INFORMATION.

PR #21923, opened 2021-08-13
Smarter thermal controls for tici

### LINKED ISSUE #21917: Improved C3 fan policy

robbederks:


selfdrive/thermald/thermald.py
```diff
@@ -216,9 +240,12 @@ def thermald_thread():
       if handle_fan is None and pandaState.pandaState.pandaType != log.PandaState.PandaType.unknown:
         is_uno = pandaState.pandaState.pandaType == log.PandaState.PandaType.uno
 
-        if (not EON) or is_uno:
+        if (not EON and not TICI) or is_uno:
           cloudlog.info("Setting up UNO fan handler")
           handle_fan = handle_fan_uno
+        elif TICI:
+          cloudlog.info("Setting up TICI fan handler")
+          handle_fan = handle_fan_tici
```
adeebshihadeh, line 248:
```suggestion
        if TICI:
          cloudlog.info("Setting up TICI fan handler")
          handle_fan = handle_fan_tici
        elif is_uno:
          cloudlog.info("Setting up UNO fan handler")
          handle_fan = handle_fan_uno
```

selfdrive/thermald/thermald.py
```diff
@@ -121,6 +121,30 @@ def handle_fan_uno(max_cpu_temp, bat_temp, fan_speed, ignition):
...
+def handle_fan_tici(max_cpu_temp, bat_temp, fan_speed, ignition):
+  global prev_time, error_integral, prev_cpu_temp_error
+
+  CPU_TEMP_SETPOINT = 80 if ignition else 60
+  FAN_PWR_RANGE = (0, 80 if ignition else 30)
+  KI = 1e-5
+
+  if prev_time is None:
+    prev_time = time.monotonic()
+  dt = max(time.monotonic() - prev_time, 0.01)
```
adeebshihadeh, line 135: does this work? looks like prev_time is only set once

robbederks: lol, that's why it gets unstable after long drives, good catch!

selfdrive/thermald/thermald.py
```diff
@@ -104,16 +103,12 @@ def handle_fan_eon(max_cpu_temp, bat_temp, fan_speed, ignition):
     # update speed if using the low thresholds results in fan speed decrement
     fan_speed = new_speed_l
 
-  if bat_temp < _BAT_TEMP_THRESHOLD:
```
adeebshihadeh, line 107: are you sure we can remove this? we still support the EON gold

selfdrive/controls/lib/pid.py
```diff
@@ -1,3 +1,4 @@
+from numbers import Number
 import numpy as np
 from common.numpy_fast import clip, interp
```
adeebshihadeh, line 3:
```suggestion
import numpy as np
from numbers import Number

from common.numpy_fast import clip, interp
```

selfdrive/controls/lib/pid.py
```diff
@@ -29,10 +31,14 @@ def __init__(self, k_p, k_i, k_f=1., pos_limit=None, neg_limit=None, rate=100, s
 
   @property
   def k_p(self):
+    if isinstance(self._k_p, Number):
+      return self._k_p
```
adeebshihadeh, line 35: we shouldn't handle two types here. why not just pass in a list?

robbederks: Just a list doesn't work, needs to be a list of lists containing x,y pairs for interpolation based on speed (which doesn't make much sense outside of a vehicle controls context). Had it this way first, but looks pretty ugly

selfdrive/thermald/thermald.py
robbederks: this is fine, worst case the EON fans might spin a little faster

PR #22992, opened 2021-11-20
framereader: replace swscale with libyuv,  reduce cpu usage by half 

deanlee:
libyuv has better performace than libswscale


pd0wm:
What was the reason to switch to swscale in this PR then? https://github.com/commaai/openpilot/pull/22710/files

deanlee:
switched back to libswscale in https://github.com/commaai/openpilot/pull/22710/files is because padding issue is solved, and swscale can support scaling and multiple format conversions more flexibly(since we only suport cuda and hevc,  this is not a problem anymore. )
I did not consider performance issues at that time.

PR #22995, opened 2021-11-21
panda: use static all_connected to track connectivity changes

deanlee:


adeebshihadeh:
This reduces lines, but seems worse conceptually. Why would a Panda care or have a concept of "all conencted"? I don't see the problem with how it's done now.

deanlee:
yes u r right, it's not very clear. closed.

PR #22996, opened 2021-11-21
CI: test build on latest Ubuntu

adeebshihadeh:


adeebshihadeh:
Turns out GH Action's `ubuntu-latest` is just 20.04. We'll probably want to do this on our Jenkins instance if we want it to be fast.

ASSIGNED TASK.
Line by line, reproduce the data exactly.

ANSWER SECTION.
PR #21923, opened 2021-08-13
Smarter thermal controls for tici

### LINKED ISSUE #21917: Improved C3 fan policy

robbederks:


selfdrive/thermald/thermald.py
```diff
@@ -216,9 +240,12 @@ def thermald_thread():
       if handle_fan is None and pandaState.pandaState.pandaType != log.PandaState.PandaType.unknown:
         is_uno = pandaState.pandaState.pandaType == log.PandaState.PandaType.uno
 
-        if (not EON) or is_uno:
+        if (not EON and not TICI) or is_uno:
           cloudlog.info("Setting up UNO fan handler")
           handle_fan = handle_fan_uno
+        elif TICI:
+          cloudlog.info("Setting up TICI fan handler")
+          handle_fan = handle_fan_tici
```
adeebshihadeh, line 248:
```suggestion
        if TICI:
          cloudlog.info("Setting up TICI fan handler")
          handle_fan = handle_fan_tici
        elif is_uno:
          cloudlog.info("Setting up UNO fan handler")
          handle_fan = handle_fan_uno
```

selfdrive/thermald/thermald.py
```diff
@@ -121,6 +121,30 @@ def handle_fan_uno(max_cpu_temp, bat_temp, fan_speed, ignition):
...
+def handle_fan_tici(max_cpu_temp, bat_temp, fan_speed, ignition):
+  global prev_time, error_integral, prev_cpu_temp_error
+
+  CPU_TEMP_SETPOINT = 80 if ignition else 60
+  FAN_PWR_RANGE = (0, 80 if ignition else 30)
+  KI = 1e-5
+
+  if prev_time is None:
+    prev_time = time.monotonic()
+  dt = max(time.monotonic() - prev_time, 0.01)
```
adeebshihadeh, line 135: does this work? looks like prev_time is only set once

robbederks: lol, that's why it gets unstable after long drives, good catch!

selfdrive/thermald/thermald.py
```diff
@@ -104,16 +103,12 @@ def handle_fan_eon(max_cpu_temp, bat_temp, fan_speed, ignition):
     # update speed if using the low thresholds results in fan speed decrement
     fan_speed = new_speed_l
 
-  if bat_temp < _BAT_TEMP_THRESHOLD:
```
adeebshihadeh, line 107: are you sure we can remove this? we still support the EON gold

selfdrive/controls/lib/pid.py
```diff
@@ -1,3 +1,4 @@
+from numbers import Number
 import numpy as np
 from common.numpy_fast import clip, interp
```
adeebshihadeh, line 3:
```suggestion
import numpy as np
from numbers import Number

from common.numpy_fast import clip, interp
```

selfdrive/controls/lib/pid.py
```diff
@@ -29,10 +31,14 @@ def __init__(self, k_p, k_i, k_f=1., pos_limit=None, neg_limit=None, rate=100, s
 
   @property
   def k_p(self):
+    if isinstance(self._k_p, Number):
+      return self._k_p
```
adeebshihadeh, line 35: we shouldn't handle two types here. why not just pass in a list?

robbederks: Just a list doesn't work, needs to be a list of lists containing x,y pairs for interpolation based on speed (which doesn't make much sense outside of a vehicle controls context). Had it this way first, but looks pretty ugly

selfdrive/thermald/thermald.py
robbederks: this is fine, worst case the EON fans might spin a little faster

PR #22992, opened 2021-11-20
framereader: replace swscale with libyuv,  reduce cpu usage by half 

deanlee:
libyuv has better performace than libswscale


pd0wm:
What was the reason to switch to swscale in this PR then? https://github.com/commaai/openpilot/pull/22710/files

deanlee:
switched back to libswscale in https://github.com/commaai/openpilot/pull/22710/files is because padding issue is solved, and swscale can support scaling and multiple format conversions more flexibly(since we only suport cuda and hevc,  this is not a problem anymore. )
I did not consider performance issues at that time.

PR #22995, opened 2021-11-21
panda: use static all_connected to track connectivity changes

deanlee:


adeebshihadeh:
This reduces lines, but seems worse conceptually. Why would a Panda care or have a concept of "all conencted"? I don't see the problem with how it's done now.

deanlee:
yes u r right, it's not very clear. closed.

PR #22996, opened 2021-11-21
CI: test build on latest Ubuntu

adeebshihadeh:


adeebshihadeh:
Turns out GH Action's `ubuntu-latest` is just 20.04. We'll probably want to do this on our Jenkins instance if we want it to be fast.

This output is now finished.